Required action |
Word for word, set down the full listing below.

Data for this task |
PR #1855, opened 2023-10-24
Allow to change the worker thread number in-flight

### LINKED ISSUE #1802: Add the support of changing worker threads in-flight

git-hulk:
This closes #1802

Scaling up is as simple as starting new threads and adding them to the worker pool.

Response area |
PR #1855, opened 2023-10-24
Allow to change the worker thread number in-flight

### LINKED ISSUE #1802: Add the support of changing worker threads in-flight

git-hulk:
This closes #1802

Scaling up is as simple as starting new threads and adding them to the worker pool.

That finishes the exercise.